[Collected data]
_ _ _ _ _ _ _
PR #88, opened 2023-07-25
Fix api base in url

kirillkuzin:
Hello! Thanks for this crate, which I'm using in my projects.
I found the bug: even if you specify api base in the config, the client will replace it when making a request (for openai config). So, this is the fix :)

### DIFF
--- a/async-openai/src/config.rs
+++ b/async-openai/src/config.rs
@@ -84,7 +84,7 @@ impl Config for OpenAIConfig {
     }
 
     fn url(&self, path: &str) -> String {
-        format!("{}{}", OPENAI_API_BASE, path)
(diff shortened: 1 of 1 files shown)


64bit (approved):
Hi @kirillkuzin 

Always a pleasure to hear from library users :) 

Good find and thank you for fixing the bug!

64bit:
Even though it still is bug in library for correctness,  I recalled why it was like that. 

I made an assumption that API endpoint for OpenAI will highly likely not change - is that still a good assumption?

64bit:
This is released in v0.12.2

kirillkuzin:
Actually, I don't know the precise cases for this. I have received a message about that from one guy using my plugin.

Issue #87, opened 2023-07-21
Complimentary crate for async-openai: "openai-func-enums"


frankfralick:
async-openai is 😙👌, but I found myself with a lot of function-call related logic to deal with, and much more still to come, and inlining json objects isn't why I came to the Rust party.  [openai-func-enums](https://github.com/frankfralick/openai-func-enums) lets you compose descriptions of "functions" using enum types and enum variants to represent functions and their arguments, generate the function json, and deserialize into struct instances (types generated by the library) that have properties matching your enum field types, so you can match on the variants and get on with it. Just thought I'd share in case it was useful to anyone else.

64bit:
Hi @frankfralick 

openai-func-enums is a great idea, love your approach! Thank you for sharing. 
For people to discover it easily - You're welcome to link it as complimentary crate or related crates in main README or/and examples/function-call/README.

64bit:
Resolved by #89

64bit:
Hello, 
I have removed this from readme - because of so many breaking changes in DevDay release. Please do send PR if the openai-func-enums is updated. 

Thank you

frankfralick:
Thanks for the heads up!

frankfralick:
The ability to have it call functions in parallel is so crazy in terms of what it makes possible. I'm pretty much done updating things to work with version 16.2.  Just wanting to first check to see if you think 16.2 is fairly stable at this point in terms of tools and tool calls vs. functions/function calls? 

Also, I see Issue #143 asking for an example using tools instead of deprecated function_calls, etc. Are you wanting two new examples for this like tool-call and tool-call-stream just dealing with chat completions and leave the examples dealing with the deprecated fields the way they are? I'm happy to do them. 

Currently I have it where it runs parallel calls that openai returns using tokio::spawn, but I think I'
![image](https://github.com/64bit/async-openai/assets/2084232/cc453c16-ba8d-4c75-9852-d9edf11d2398)

64bit:
Great to hear that you have it updated, will be happy to merge PR for companion crate again :) 

Even though I have done all due diligence in shipping things are always prone to human errors - either in upstream spec or my own. Specially when this was a really big change (please see size of #131 ) and its all hand written without any code generation. 

Please excuse if you find rough edges. 

With that out of the way, two new examples using tools are most welcome!

PR #89, opened 2023-07-27
Link to openai-func-enums

frankfralick:
This pull request is in response to issue #87.  Also, since I opened this, @WestXu asked about integration with [clap](https://github.com/clap-rs/clap), which I've done now and it's pretty fun. You can see an example of integrating async-openai with clap [here](https://github.com/frankfralick/openai-func-enums#integration-with-clap). Thanks again.


64bit (approved):
Clap example looks like magic! 
Thank you for the PR!

Issue #85, opened 2023-07-20
Add example for Function Call with streaming 


64bit:
Just like `examples/function-call` but using streaming call. 

Note: There is open PR at the moment but no way to test it #83

victor-wei126:
@64bit going to try to tackle this issue first.

I've been skimming the codebase and also the OpenAPI spec. Just curious (and this might help me understand the codebase better) - what was the main design and considerations you took while developing this library to use the OpenAI API? Did you mostly use the OpenAPI spec or look at the design of their official python library?

64bit:
The primary source was OpenAPI spec and async-stripe was source of inspiration, you might find evolution of this library if you look at early commits. When I started I couldnt find good resources to generate code from spec, and json spec is not always up to date, sometimes has human errors. Moreover there are complex situations like streaming where an input field like `"stream": true` determines SSE response. 

So I decided to build this library with hand instead of relying on auto generation (although auto generation would be ideal for Rust in long term) because my focus was on correctness, auto retries on rate limit and full API coverage - all the things to make library production ready.

I had skimmed through the offcial python library too, and then went with spec as source of truth and grouping ("images", "fine-tunes" etc.) based on OpenAPI spec + RESTful spec.

64bit:
resolved  in #90

PR #90, opened 2023-07-29
add function-call-stream example

victor-wei126:
This addresses issue #85.

### DIFF
--- a/examples/Cargo.toml
+++ b/examples/Cargo.toml
@@ -14,6 +14,7 @@ members = [
     "create-image-variation",
     "embeddings",
     "function-call",
+    "function-call-stream",
     "models",
     "moderations",
     "rate-limit-completions",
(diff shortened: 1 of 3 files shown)


victor-wei126:
I've looked at PR #83. This PR does not take those changes into account.

I'm not completely sure what that PR does, but from looking at it I suppose that PR allows streaming the "first" model response, ie, the function name and arguments that the model has generated in order for the function to then be called with those arguments?

64bit:
Nice work, thank you @victor-wei126 for PR! 

Perhaps PR 83 assumes that streaming doesn't contain all the fields in response (for example chat streaming has different response type then its non-streaming counterpart) and replaces them with `Option<T>`. 

Because this example works, seems like we don't need to consider changes from PR 83. 

---- 

Regarding PR: I recommend running `cargo fmt` for standard formatting for future.

64bit (approved):

Issue #75, opened 2023-06-16
Use official types for chat completion stream response from spec


64bit:
`async-openai`'s existing types for Chat stream were written from observation of OpenAI response. 

Recently (16th June 2023) officially types were update for it, and needs to be used in `async-openai` as well 
Ref: https://github.com/openai/openai-openapi/pull/48/files

`async-openai` has used the type names from spec for majority of types  - hence `ChatCompletionStreamResponseDelta` and `CreateChatCompletionStreamResponse` names should be used.

0xVesion:
Hey, I'd be happy to pick this one up. Please give me some pointers on how to proceed. Should I generate the types using the OpenAPI spec and replace the existing ones in src/types/types.rs?

64bit:
Hi Vincent,

Thank you for your interest and offering to help! Actually `async-openai`
is written by hand and is not generated for various reasons (human error in
spec - this issue is an example of such, lack of tooling at the time I
created it etc.)

For resolving this issue, it requires the following:
1 See the function signature in `chat.rs` for `create_stream` its response
type would change to the ones in
https://github.com/openai/openai-openapi/pull/48/files
2. Hence corresponding types need to be updated in `types.rs`
3. Example need to be updated with new types `examples/chat-stream`

Let me know if you need further clarification!

Thank you,
Himanshu

Doordashcon:
Hello @64bit, looks like `CreateChatCompletionStreamResponse` up to date [here](https://github.com/64bit/async-openai/blob/b4e36716df4ba09446ac42fc1e303f6187d55865/async-openai/src/types/types.rs#L881C46-L881C46)

64bit:
Hi @Doordashcon , Ah pure coincidece however its field `choices`  with vector of  `ChatChoiceDelta` should be vector of `ChatCompletionStreamResponseDelta`.  ( There could be more - but I haven't parity checked with spec for this comment)

victor-wei126:
I'm interested in contributing a solution to this issue. Is this project still active?

64bit:
Hi @victor-wei126 

Thank you for offering to contribute ❤️ 

Indeed the project is active, there was a new version release a few weeks ago. 

For this particular issue, I'd recommend to have latest spec from upstream repo, so you can see the diff of updated spec with the one in this repo and would help to update types as well.

victor-wei126:
Hey @64bit ... my pleasure :) - I'm interested in AI and Rust - hope I can be helpful.

[...]

PR #92, opened 2023-08-01
[WIP] modify types for chat completion stream response

oslfmt:
Attempt to solve issue #75.

I've changed the following types to match the OpenAI API spec. Couple of questions:
- Which types do you determine to be "Option"? I've stripped the option type from any required types as specified by the API spec, but not sure if option should be applied to the other types or not
- I've noticed there's an enum type `ChatCompletionFunctionCall` and just a `FunctionCall` type. Not sure which I should use.

Beyond that, how do you go about updating the yaml file? As the one in the current repo is out of date. Should I pull the updated spec into this repo as well?


64bit:
Thank you @victor-wei126. 

> Which types do you determine to be "Option"? I've stripped the option type from any required types as specified by the API spec, but not sure if option should be applied to the other types or not
I determinte `Option` from the spec, the fields which are not in the `required` list are `Option`als. 

> I've noticed there's an enum type ChatCompletionFunctionCall and just a FunctionCall type. Not sure which I should use.
The best is to look at OpenAPI spec to determine which one (sometimes spec doesnt have details about streaming responses - then the best is to execute and see API response)

> Beyond that, how do you go about updating the yaml file? As the one in the current repo is out of date. Should I pull the updated spec into this repo as well?
My usual practice was to get upstream spec in my pull request AND the diff was what I used to update the rest of the code / types.rs

victor-wei126:
@64bit Thanks for the response.

I've updated the types now to reflect what I think is proper (Option or not), trying to reflect the latest spec as closely as possible. The main question is whether to leave ID, object, and created types as option or not, as @lpi mentioned it is easier as openrouter.ai does not provide them.

> The best is to look at OpenAPI spec to determine which one
`FunctionCall` and `ChatCompletionFunctionCall` are types define in async-openai library, not the official specification itself. I choose to use `FunctionCall` type as this more closely resembles the official spec.

> My usual practice was to get upstream spec in my pull request AND the diff was what I used to update the rest of the code / types.rs
Perfect, I'll do this then. I'll also test against the API response as you mentioned above. If I have any questions, will let you know.

Just out of curiosity - is there any way to automatically test the types against the yaml spec? I read a bit about OpenAPI and saw they have some functionality regarding automatic code generation. Not entirely sure about it though - was wondering if you had used this feature so I can speed up the development here if possible.

64bit:
> By upstream spec do you mean the current spec in this repo or the latest openai-openapi spec?

I mean openai-openapi spec, the source of truth.

> Just out of curiosity - is there any way to automatically test the types against the yaml spec?

I shared my experience with auto generation in this comment https://github.com/64bit/async-openai/issues/85#issuecomment-1646752463 

I think for auto generation to be practical, there's a need for a good openapi spec to Rust generator, with ability to customize generated names. (There could be one - I haven't searched in a long time) 

But for now the best way to test is using examples. They serve two purposes: documentation for users and also testing when making changes.

oslfmt:
@64bit this PR is ready for review

64bit:
Thanks!

I'll take a look, btw seems like your Github account changed?

64bit (approved):

64bit:
This is released in v0.13.0

oslfmt:
Yup haha changed my name but still me

Issue #94, opened 2023-08-05
Azure OpenAI Errors are unhandled


xangelix:
Here's one example that only gives a JSONDeserialize error.

```json
{
  "error": {
    "code": 429,
    "message":  "Requests to the Creates a completion for the chat message Operation under Azure OpenAI API version 2023-05-15 have exceeded token rate limit of your current OpenAI S0 pricing tier. Please retry after 60 seconds. Please go here: https://aka.ms/oai/quotaincrease if you would like to further increase the default rate limit."
  }
}
```

JSONDeserialize(Error("missing field `type`"))

64bit:
Thank you @xangelix for reporting the issue. 

This is because of unfortunate differences in specs for Error:
-   https://github.com/Azure/azure-rest-api-specs/blob/main/specification/cognitiveservices/data-plane/AzureOpenAI/inference/preview/2023-03-15-preview/inference.json#L774C25-L796
- https://github.com/openai/openai-openapi/blob/master/openapi.yaml#L1579-L1598

Quick fix could be making `r#type` field in `ApiError` as `Option<String>`.

ChristopherJMiller:
This is affecting me as well, I'll work on at least implementing the quick fix, and come back to it if more should be done 😃

Ideally from an end-library-user perspective I want the error visible so I know what's wrong

64bit:
Resolved by #95

PR #95, opened 2023-08-08
Made ApiError `r#type` optional to support Azure Error responses

ChristopherJMiller:
Made `ApiError::r#type` an optional string to support the mismatch between Azure and OpenAI's specification. This will at least let Azure users view the actual error instead of receiving JSON Deserialization errors.

Discussed in #94

### DIFF
--- a/async-openai/src/client.rs
+++ b/async-openai/src/client.rs
@@ -231,7 +231,7 @@ impl<C: Config> Client<C> {
                         if status.as_u16() == 429
                             // API returns 429 also when:
                             // "You exceeded your current quota, please check your plan and billing details."
-                            && wrapped_error.error.r#type != "insufficient_quota"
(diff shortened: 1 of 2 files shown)


64bit:
Thank you @ChristopherJMiller  for the PR. 

Based purely on spec it seems `message` would also need to be `Option`al?

But if this works without making `message` optional, we can ship this.

ChristopherJMiller:
In local testing with my azure resource I'm now getting the full `ApiError` error results instead of `JSONDeserialize` error results, I think we're good to go! 😃

I'll keep an eye out if I encounter message also being not sent and report back

64bit (approved):
Thank you for confirming!

64bit:
This is released in v0.13.0

PR #98, opened 2023-08-17
Made function call streamable

buraktabn:
Making `FunctionCall`'s arguments `Optional` allow us to stream the functions. Otherwise, it throws a parsing error.


64bit:
Hi @buraktabn ,

Thank you for PR! This is a really good update (and bug fix) to make example fully streamable. 

To maintain parity with OpenAPI spec this PR requires following changes: 

1. Keep existing `FunctionCall` as it is because it represents non-streaming response : https://github.com/openai/openai-openapi/blob/master/openapi.yaml#L2124-L2136

2. Introduce, lets say, `FunctionCallStream` with the `Option<String>` to represent streaming response: https://github.com/openai/openai-openapi/blob/master/openapi.yaml#L2211-L2220

3. Use `FunctionCallStream` to be the type for `function_call` field for `ChatCompletionStreamResponseDelta` struct.

buraktabn:
Hi @64bit,

Thanks for the review. I've made the changes as you suggested and pushed the commit Let me know if anything else is needed.

64bit:
This PR is released in v0.13.1

PR #100, opened 2023-08-23
Retry form submissions on rate limit

### LINKED ISSUE #86: Make Form submission retryable on rate limiting
form submissions are currently not retried when rate limited because the `Form` object used is not clonable. 

Ideas: May be use clonable form object in "group" to be passed down to client.rs and then create "form" object that `reqwest` needs. Going from cloneable to uncloneable.

64bit:
Closes #86 

- all API are now retried on rate limiit (except SSE streaming ones)
- update rate limit example (even though edit API as been deprecated - its has the lowest rate limit and easy to test)
- update readme/docs


stevenhuyn:
Does this mean for this + 14.0 release, `rate-limit-edit` is more for overriding the default rate limit?

64bit:
No, the example makes many api calls back to back triggering actual rate limit on OpenAI so that retries can be tested.

PR #108, opened 2023-09-14
add  deserialization for OpenAIConfig and AzureConfig

### LINKED ISSUE #107: Add `Deserialize` to `OpenAIConfig` and `AzureConfig`
Please add `Deserialize` derive to `OpenAIConfig` and `AzureConfig`. I store my Azure configs in a json file for testing. Without `Deserialize`, I need to copy a same struct and add `Deserialize` for it and convert it to `AzureConfig`, which is unnecessarily verbose.

ifsheldon:
This should close #107. Arguably, the deserialization uses `Default` when a field is not given during deserialization and thus is too permissive. As far as I know,  Azure APIs needs all fields in `AzureConfig` to be valid ones, but the defaults are not.


64bit (approved):
Thank you for the PR!

64bit:
This is released in v0.14.2

PR #190, opened 2018-09-03
Implement InferenceData with ParallelPlot

canyon289:
Looking for two pieces of feedback.
1. Is the approach palatable? 
2. This approach won't work with numpy array inputs at time of writing.numpy_to_data array doesn't have a mechanism for the user to specific sample_stats. Is that an immediate problem?

If this is headed in the right direction though I can clean this up e.g. make functions to add to plot_utils  etc

### DIFF
--- a/arviz/plots/parallelplot.py
+++ b/arviz/plots/parallelplot.py
@@ -1,22 +1,22 @@
 """Parallel coordinates plot showing posterior points with and without divergences marked."""
 import matplotlib.pyplot as plt
 import numpy as np
+from ..utils import convert_to_dataset
+from .plot_utils import _scale_text, xarray_to_nparray
 
-from ..utils import trace_to_dataframe, get_varnames, get_stats
-from .plot_utils import _scale_text
 
-
-def parallelplot(trace, varnames=None, figsize=None, textsize=None, legend=True, colornd='k',
-                 colord='C1', shadend=.025, skip_first=0, ax=None):
-    """Parallel coordinates plot showing posterior points with and without divergences marked.
+def parallelplot(data, var_names=None, figsize=None, textsize=None, legend=True, colornd='k',
+                 colord='C1', shadend=.025, ax=None):
+    """
+    A parallel coordinates plot showing posterior points with and without divergences
 
     Described by https://arxiv.org/abs/1709.01449, suggested by Ari Hartikainen
 
     Parameters
     ----------
-    trace : Pandas DataFrame or PyMC3 trace
+    data : xarray, or object that can be converted (pystan or pymc3 draws)
         Posterior samples
-    varnames : list of variable names
+    var_names : list of variable names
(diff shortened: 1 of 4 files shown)


arviz/plots/parallelplot.py
```diff
@@ -29,23 +29,32 @@ def parallelplot(trace, varnames=None, figsize=None, textsize=None, legend=True,
...
+                                                           combined=True):
+        posterior.append(_posterior.flatten())
+        _var_names.append(make_label(var_name, selection))
+    posterior = np.array(posterior)
 
-    trace = trace[varnames]
+    # Merge chains and to find divergent draws
+    divergent_data = convert_to_dataset(data, group='sample_stats')
+    divergent = xarray_var_iter(divergent_data, var_names=('diverging',), combined=True)
+    diverging_mask = next(divergent)[2].flatten()
```
ColCarroll: ` next(divergent)[2].flatten()` looks super dangerous, like it might throw either a `StopIterationError` or an `IndexError`.

ColCarroll: oh, i see now - `divergent` should have length 1 as an iterator, since the chains are combined, and the `[2]` element will be the actual array.  Maybe a comment about that, then?

examples/parallelplot.py
```diff
@@ -23,4 +23,7 @@
     obs = pm.Normal('obs', mu=theta, sd=sigma, observed=y)
     centered_eight_trace = pm.sample()
 
-az.parallelplot(centered_eight_trace, varnames=['theta', 'tau', 'mu'])
+az.parallelplot(centered_eight_trace, var_names=['theta', 'tau', 'mu'])
+
+import matplotlib.pyplot as plt
```
ColCarroll: are these last two lines supposed to be here?

arviz/plots/parallelplot.py
```diff
@@ -29,23 +29,32 @@ def parallelplot(trace, varnames=None, figsize=None, textsize=None, legend=True,
...
+    # Merge chains and variables
+    for var_name, selection, _posterior in xarray_var_iter(posterior_data, var_names=var_names,
+                                                           combined=True):
+        posterior.append(_posterior.flatten())
+        _var_names.append(make_label(var_name, selection))
+    posterior = np.array(posterior)
 
-    trace = trace[varnames]
+    # Merge chains and to find divergent draws
+    divergent_data = convert_to_dataset(data, group='sample_stats')
```
ColCarroll: we should probably check that this exists earlier in the function.

examples/parallelplot.py
canyon289: Just for WIP. I'll take it out when I replace this commit.

canyon289:
Thanks for the comments. I'll make the changes and force push a new commit tomorrow

canyon289:
Per request
parallelplot

PR #191, opened 2018-09-03
Fix extra argument behavior

canyon289:
Same question as before though! Why force people to use keyword argument?

### DIFF
--- a/arviz/plots/densityplot.py
+++ b/arviz/plots/densityplot.py
@@ -8,6 +8,7 @@ from ..utils import convert_to_dataset
 from .plot_utils import _scale_text, make_label, xarray_var_iter
 
 
+# pylint:disable-msg=too-many-function-args
 def densityplot(data, data_labels=None, var_names=None, credible_interval=0.94,
                 point_estimate='mean', colors='cycle', outline=True, hpd_markers='', shade=0.,
                 bw=4.5, figsize=None, textsize=None):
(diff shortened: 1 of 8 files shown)


ColCarroll:
Cool - looks like this change turned up a few legitimate bugs like the one you pointed out in #188: 

```
************* Module arviz.tests.test_xarray_utils
arviz/tests/test_xarray_utils.py:111:15: E1121: Too many positional arguments for function call (too-many-function-args)
************* Module arviz.plots.densityplot
arviz/plots/densityplot.py:64:20: E1121: Too many positional arguments for function call (too-many-function-args)
************* Module arviz.plots.forestplot
arviz/plots/forestplot.py:161:21: E1121: Too many positional arguments for function call (too-many-function-args)
```

ColCarroll:
Oh, and I wanted a positional argument so the library would be more explicit and readable. It is easy to remove in the future, but hard to add back in. If it gets too annoying, we can remove!

ahartikainen:
It will make usage more robust. Especially important for plotting library where users have used other libs before (e.g mpl)

ahartikainen:
especially important if we go with multiple backends

canyon289:
> Oh, and I wanted a positional argument so the library would be more explicit and readable. It is easy > to remove in the future, but hard to add back in. If it gets too annoying, we can remove!

You mean you wanted to a *keyword* argument?

Makes sense and I agree, by forcing people to use keywords itll make it way easier to make changes without breaking peoples code later.

PR #193, opened 2018-09-03
Docs now build locally, and perhaps with no warnings

ColCarroll:
I think (again) this will fix docs. I installed from github in a fresh environment, and the problem was that `setup.py` will only include files in `arviz/arviz`, unless we also include a `MANIFEST.in`. So travis (and my fresh install) could not find the data files that `load_arviz_data` uses.

I sort of like that we have no MANIFEST.in, and it appears just moving the data folder to the arviz/ directory fixes this.

As an aside it looks like we are also now able to delete the pandas scaffolding that used to be used.


ColCarroll:
Didn't work :( trying again...

canyon289:
It worked?

canyon289:
Nevermind I'm crazy I guess. I swear it just loaded for me.

PR #201, opened 2018-09-04
Xarray trouble

ColCarroll:
This stops travis-sphinx from deploying docs until we can figure out what the error is. 

Maintainers can deploy manually using

```bash
git pull origin master
cd doc
make html
ghp-import -p -n -f -r git@github.com:arviz-devs/arviz.git _build/html/
```

This is equivalent to what `travis-sphinx` is doing.

### DIFF
--- a/.travis.yml
+++ b/.travis.yml
@@ -29,8 +29,7 @@ before_script:
 script:
   - if [[ $TRAVIS_PYTHON_VERSION == 3.6 ]]; then . ./scripts/lint.sh ; fi
   - pytest -v arviz/tests/ --cov=arviz/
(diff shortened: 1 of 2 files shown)


canyon289:
How did you test docs deploy in your own fork? If I learn how I can help troubleshoot this as well. Autodeploy docs are really nice

ColCarroll:
Yeah, agree it is very nice. I went to travis and enabled builds on my fork. I did not enable the travis-sphinx deploy there (it requires an additional key), so I have to check the travis logs. 

Note that this change keeps _building_ the docs, so we can keep an eye on if they fix themselves, it just won't deploy the docs.

PR #203, opened 2018-09-04
Open dataset in context manager

### LINKED ISSUE #202: Changing the order of plotting and file load seems to cause netcdf errors
For some reason it seems that changing the order of plotting and loading data causes failures, not entirely sure why yet. This is only occurring for me on Ubuntu 16.04 with the latest version of arviz. It does not occur on my osx laptop

Load, Load, Plot, Plot doesn't work. Stack trace attached
[stack_trace.txt](https://github.com/arviz-devs/arviz/files/2349232/stack_trace.txt)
_ _ _ _ _ _ _
The answer must be every line of the records that contains the word "requires".

▶ **Answer area**:
For resolving this issue, it requires the following:
To maintain parity with OpenAPI spec this PR requires following changes: 
Yeah, agree it is very nice. I went to travis and enabled builds on my fork. I did not enable the travis-sphinx deploy there (it requires an additional key), so I have to check the travis logs. 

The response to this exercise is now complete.